Below are the records; output them exactly from the first line through the line with "1. Accept a", stopping there.

** Task material follows **

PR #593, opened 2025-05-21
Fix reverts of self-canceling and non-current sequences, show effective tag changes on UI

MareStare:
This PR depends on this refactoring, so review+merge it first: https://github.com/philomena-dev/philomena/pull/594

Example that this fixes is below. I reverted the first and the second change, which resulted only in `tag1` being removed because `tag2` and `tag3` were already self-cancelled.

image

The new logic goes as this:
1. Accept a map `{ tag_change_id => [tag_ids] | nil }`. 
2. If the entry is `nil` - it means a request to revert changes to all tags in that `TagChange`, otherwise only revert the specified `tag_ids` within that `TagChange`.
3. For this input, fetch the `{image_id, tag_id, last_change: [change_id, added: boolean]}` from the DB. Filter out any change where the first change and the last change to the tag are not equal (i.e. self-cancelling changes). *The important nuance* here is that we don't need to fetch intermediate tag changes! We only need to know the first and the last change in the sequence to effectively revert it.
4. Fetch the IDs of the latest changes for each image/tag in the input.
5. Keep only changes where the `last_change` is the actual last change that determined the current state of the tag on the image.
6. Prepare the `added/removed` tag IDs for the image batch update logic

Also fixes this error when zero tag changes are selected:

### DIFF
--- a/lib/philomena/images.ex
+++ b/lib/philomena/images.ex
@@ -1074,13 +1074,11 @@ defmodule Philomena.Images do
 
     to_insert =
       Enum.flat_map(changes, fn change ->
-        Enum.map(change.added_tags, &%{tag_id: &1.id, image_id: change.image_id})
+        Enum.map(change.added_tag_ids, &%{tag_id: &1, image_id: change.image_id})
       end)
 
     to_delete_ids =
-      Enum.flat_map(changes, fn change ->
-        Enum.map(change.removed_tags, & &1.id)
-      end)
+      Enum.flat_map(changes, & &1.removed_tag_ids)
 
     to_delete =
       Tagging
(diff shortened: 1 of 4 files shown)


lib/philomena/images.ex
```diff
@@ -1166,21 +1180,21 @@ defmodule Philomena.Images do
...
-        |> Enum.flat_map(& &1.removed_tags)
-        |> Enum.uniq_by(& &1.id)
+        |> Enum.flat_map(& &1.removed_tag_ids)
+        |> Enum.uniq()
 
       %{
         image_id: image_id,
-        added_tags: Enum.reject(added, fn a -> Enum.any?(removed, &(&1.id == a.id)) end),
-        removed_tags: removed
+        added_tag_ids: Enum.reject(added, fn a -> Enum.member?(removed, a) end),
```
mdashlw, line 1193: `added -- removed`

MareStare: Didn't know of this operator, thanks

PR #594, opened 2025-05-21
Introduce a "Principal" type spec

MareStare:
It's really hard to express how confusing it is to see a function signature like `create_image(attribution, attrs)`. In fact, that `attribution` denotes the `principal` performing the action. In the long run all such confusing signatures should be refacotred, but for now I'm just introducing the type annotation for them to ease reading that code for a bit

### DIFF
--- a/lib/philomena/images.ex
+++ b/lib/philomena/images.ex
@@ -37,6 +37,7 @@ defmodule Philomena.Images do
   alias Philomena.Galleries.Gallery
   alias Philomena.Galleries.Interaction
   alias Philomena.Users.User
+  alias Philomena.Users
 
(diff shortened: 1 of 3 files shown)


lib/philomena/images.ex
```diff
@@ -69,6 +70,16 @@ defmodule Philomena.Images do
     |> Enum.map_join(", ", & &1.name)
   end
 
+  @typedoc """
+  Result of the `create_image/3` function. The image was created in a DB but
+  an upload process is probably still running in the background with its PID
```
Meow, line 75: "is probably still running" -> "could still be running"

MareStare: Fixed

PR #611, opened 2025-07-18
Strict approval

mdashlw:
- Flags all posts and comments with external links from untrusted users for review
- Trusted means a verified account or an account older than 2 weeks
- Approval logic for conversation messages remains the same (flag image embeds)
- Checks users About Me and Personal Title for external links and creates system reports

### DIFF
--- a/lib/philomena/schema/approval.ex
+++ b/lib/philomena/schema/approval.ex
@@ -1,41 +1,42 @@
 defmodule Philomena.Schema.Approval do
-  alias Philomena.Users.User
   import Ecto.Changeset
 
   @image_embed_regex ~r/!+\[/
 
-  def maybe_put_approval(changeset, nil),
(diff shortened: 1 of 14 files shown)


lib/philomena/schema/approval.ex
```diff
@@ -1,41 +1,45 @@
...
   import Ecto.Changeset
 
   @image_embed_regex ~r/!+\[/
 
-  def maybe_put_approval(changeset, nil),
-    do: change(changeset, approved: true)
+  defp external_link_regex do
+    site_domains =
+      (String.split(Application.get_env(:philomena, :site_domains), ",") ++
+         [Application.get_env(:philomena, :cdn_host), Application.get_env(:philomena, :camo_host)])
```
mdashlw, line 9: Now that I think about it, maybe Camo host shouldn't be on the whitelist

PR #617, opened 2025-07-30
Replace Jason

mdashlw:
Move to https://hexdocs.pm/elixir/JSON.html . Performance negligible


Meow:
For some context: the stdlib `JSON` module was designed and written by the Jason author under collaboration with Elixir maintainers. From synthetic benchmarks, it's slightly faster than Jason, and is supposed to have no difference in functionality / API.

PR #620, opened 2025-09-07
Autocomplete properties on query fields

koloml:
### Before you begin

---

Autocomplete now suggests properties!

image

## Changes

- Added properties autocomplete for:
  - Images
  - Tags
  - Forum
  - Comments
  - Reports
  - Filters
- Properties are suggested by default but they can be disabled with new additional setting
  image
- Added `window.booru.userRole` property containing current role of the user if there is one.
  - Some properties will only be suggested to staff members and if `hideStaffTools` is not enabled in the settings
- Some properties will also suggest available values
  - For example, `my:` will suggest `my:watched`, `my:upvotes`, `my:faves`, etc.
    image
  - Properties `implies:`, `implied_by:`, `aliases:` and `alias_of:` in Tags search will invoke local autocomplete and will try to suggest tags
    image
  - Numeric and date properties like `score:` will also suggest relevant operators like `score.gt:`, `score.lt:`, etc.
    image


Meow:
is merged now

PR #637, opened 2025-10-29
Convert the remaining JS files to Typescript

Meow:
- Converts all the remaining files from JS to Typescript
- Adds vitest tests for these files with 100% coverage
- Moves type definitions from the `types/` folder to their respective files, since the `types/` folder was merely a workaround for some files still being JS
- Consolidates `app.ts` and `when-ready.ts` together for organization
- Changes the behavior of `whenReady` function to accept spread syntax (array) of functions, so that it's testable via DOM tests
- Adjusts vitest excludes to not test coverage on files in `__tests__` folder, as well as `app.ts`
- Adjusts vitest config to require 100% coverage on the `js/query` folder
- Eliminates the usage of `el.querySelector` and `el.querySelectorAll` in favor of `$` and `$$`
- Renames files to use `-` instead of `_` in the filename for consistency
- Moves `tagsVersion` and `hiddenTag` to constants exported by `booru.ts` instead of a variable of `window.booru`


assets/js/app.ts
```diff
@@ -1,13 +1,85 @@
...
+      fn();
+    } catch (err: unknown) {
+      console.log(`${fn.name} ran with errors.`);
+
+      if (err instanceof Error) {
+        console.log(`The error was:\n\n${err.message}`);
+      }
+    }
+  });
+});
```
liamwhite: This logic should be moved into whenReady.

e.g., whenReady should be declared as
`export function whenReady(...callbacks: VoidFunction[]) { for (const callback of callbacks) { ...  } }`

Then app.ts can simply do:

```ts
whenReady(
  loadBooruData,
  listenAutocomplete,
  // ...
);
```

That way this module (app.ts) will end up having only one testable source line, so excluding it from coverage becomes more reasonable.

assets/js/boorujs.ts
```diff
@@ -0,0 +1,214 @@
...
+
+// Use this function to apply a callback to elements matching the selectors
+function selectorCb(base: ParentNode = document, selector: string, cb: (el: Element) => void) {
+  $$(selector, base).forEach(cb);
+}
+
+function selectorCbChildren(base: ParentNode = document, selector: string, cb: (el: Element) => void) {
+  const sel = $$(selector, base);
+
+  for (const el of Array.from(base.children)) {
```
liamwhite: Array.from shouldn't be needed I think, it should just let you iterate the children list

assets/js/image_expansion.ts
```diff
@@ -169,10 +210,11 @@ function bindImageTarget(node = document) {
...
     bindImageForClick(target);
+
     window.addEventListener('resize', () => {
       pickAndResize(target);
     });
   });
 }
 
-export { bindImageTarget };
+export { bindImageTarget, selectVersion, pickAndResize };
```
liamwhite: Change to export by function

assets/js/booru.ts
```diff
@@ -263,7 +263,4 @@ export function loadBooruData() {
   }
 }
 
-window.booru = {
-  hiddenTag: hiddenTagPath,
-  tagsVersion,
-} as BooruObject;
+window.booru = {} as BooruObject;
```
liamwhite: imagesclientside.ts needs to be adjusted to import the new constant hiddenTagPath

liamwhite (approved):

** End of Task material **

*Solution to the exercise*
PR #593, opened 2025-05-21
Fix reverts of self-canceling and non-current sequences, show effective tag changes on UI

MareStare:
This PR depends on this refactoring, so review+merge it first: https://github.com/philomena-dev/philomena/pull/594

Example that this fixes is below. I reverted the first and the second change, which resulted only in `tag1` being removed because `tag2` and `tag3` were already self-cancelled.

image

The new logic goes as this:
1. Accept a map `{ tag_change_id => [tag_ids] | nil }`. 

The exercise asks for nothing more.